PR #242, opened 2022-02-11
feat(bootloader): bootloader starts application on complete update

amitlissack:
See annotations too.

New abilities for bootloader:
- Fixes how we were building 64 bit words to write into flash. Endianness was wrong on byte and word level. 0% right!
- Responds to get fw update status request. This just returns the contents of `0x20000100` at the moment.
- Check power on reason in bootloader. We will look at `0x20000100` only if we aren't powering on. 
- Bootloader gets it's own LD and S scripts.
- Adjust flash location of our applications. This affects LD script and system_XXX.c vector table setup.


DerekMaggio:
Do we use the linker files (.ld) for anything besides setting up memory?

bootloader/firmware/updater.c
```diff
@@ -91,3 +90,35 @@ bool fw_write_to_flash(uint32_t address, uint64_t data) {
...
                              data) == HAL_OK;
 }
+
+
+#define SYSMEM_START APP_FLASH_ADDRESS
+#define SYSMEM_BOOT (SYSMEM_START + 4)
+
+const uint32_t *const sysmem_boot_loc = (uint32_t*)SYSMEM_BOOT;
+
+void fw_update_start_application() {
```
amitlissack, line 100: This is pretty much a copy paste of `app_update_start` in which we jump to the bootloader. 

I need to check if this can be parameterized.

common/firmware/STM32G491RETx/STM32G491RETx_FLASH.ld
```diff
@@ -39,7 +39,7 @@ MEMORY
 {
   CCMSRAM    (xrw)    : ORIGIN = 0x10000000,   LENGTH = 16K
   RAM    (xrw)    : ORIGIN = 0x20000000,   LENGTH = 112K
-  ROM    (rx)    : ORIGIN = 0x08000000,   LENGTH = 512K
+  ROM    (rx)    : ORIGIN = 0x08008000,   LENGTH = 512K
```
amitlissack, line 42: Changing where application resides in flash

common/firmware/system/app_update.c
```diff
@@ -23,9 +24,24 @@ void app_update_start() {
     // Notify bootloader that an update is requested by main application.
     firmware_update_flags = UPDATE_FLAG_REQUESTED;
 
+    // Clear reset flags for bootloader.
+    __HAL_RCC_CLEAR_RESET_FLAGS();
```
amitlissack, line 28: This line resets the `RCC_CSR` register. It hides the reason for a reset. 

Why here? Why now? 

We're about to jump to the bootloader. The bootloader will not check `firmware_update_flags` when on a system reset (`firmware_update_flags` is an uniitialized memory location).

bootloader/core/message_handler.c
```diff
@@ -17,9 +18,12 @@ static HandleMessageReturn handle_initiate_fw_update(const Message* request, Mes
 /** Handle a chunk of the firmware update data. */
 static HandleMessageReturn handle_fw_update_data(const Message* request, Message* response);
 
-/** Handle a firwmare ypdate complete message. */
+/** Handle a firmware update complete message. */
```
sfoster1, line 21: idk, i like the original it seemed like it was out of beowulf

common/firmware/system/app_update.c
sfoster1: Oh, I disagree with this at least for future work. The bootloader detects (or will detect) the reset type to determine if it's running a) because it's the first thing that runs after power up and everything is fine or b) if the app crashed or something. If we only reset this value here, then if we crash before this what will the bootloader see?

sfoster1 (changes requested):
The functionality looks good though I think there's more we can change if we also want the bootloader to be a supervisor that will handle, report, and force an update of bad firmware.

Definitely need to update some comments.

One question though - After this PR, what happens if you take a never-before-flashed X axis board and run e.g. `cmake --build --preset=gantry --target gantry-x-flash` (or however it's spelled) on it? will it be able to boot? 

If not, and forgive me if this already exists and I missed it, we should probably make some default flash targets to put both the bootloader and the application firmware on with the debugger.

sfoster1:
> Do we use the linker files (.ld) for anything besides setting up memory?

linker files are basically a required input to compilation (if you're not explicitly using one, it's using a default one in its install directory). the linker script docs are [here](https://sourceware.org/binutils/docs/ld/Scripts.html) (more or less, there are a lot of little variants). they govern memory layout but also can create or set the address of symbols, drop or add sections, set the location for the first function to run, a bunch of stuff. ours sets up maps for physical memory to symbolic names, then places compiled code elements within those symbolic regions and sets up some tags for locations within there.

common/firmware/system/app_update.c
amitlissack: Are you thinking that the register should be cleared by the bootloader or not at all?

amitlissack:
> The functionality looks good though I think there's more we can change if we also want the bootloader to be a supervisor that will handle, report, and force an update of bad firmware.
> 
> Definitely need to update some comments.
> 
> One question though - After this PR, what happens if you take a never-before-flashed X axis board and run e.g. `cmake --build --preset=gantry --target gantry-x-flash` (or however it's spelled) on it? will it be able to boot?
> 
> If not, and forgive me if this already exists and I missed it, we should probably make some default flash targets to put both the bootloader and the application firmware on with the debugger.

Not yet. In the future.

sfoster1:
> > One question though - After this PR, what happens if you take a never-before-flashed X axis board and run e.g. `cmake --build --preset=gantry --target gantry-x-flash` (or however it's spelled) on it? will it be able to boot?
> > If not, and forgive me if this already exists and I missed it, we should probably make some default flash targets to put both the bootloader and the application firmware on with the debugger.
> 
> Not yet. In the future.

Wait, which part's in the future? If the expectation now is that you have to make sure there's a bootloader on a board before flashing it we'd better pretty heavily document that expectation in readmes and so on.

amitlissack:
> e should probably make some default flash targets to put both the bootloader and the application firmware on with the debugger.

`should probably make some default flash targets to put both the bootloader and the application firmware on with the debugger.` is in the future.

sfoster1 (approved):
Looks great!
+ + + +
Every line with the string "amitlissack" in the material should be returned.

amitlissack:
amitlissack, line 100: This is pretty much a copy paste of `app_update_start` in which we jump to the bootloader. 
amitlissack, line 42: Changing where application resides in flash
amitlissack, line 28: This line resets the `RCC_CSR` register. It hides the reason for a reset. 
amitlissack: Are you thinking that the register should be cleared by the bootloader or not at all?
amitlissack:
amitlissack:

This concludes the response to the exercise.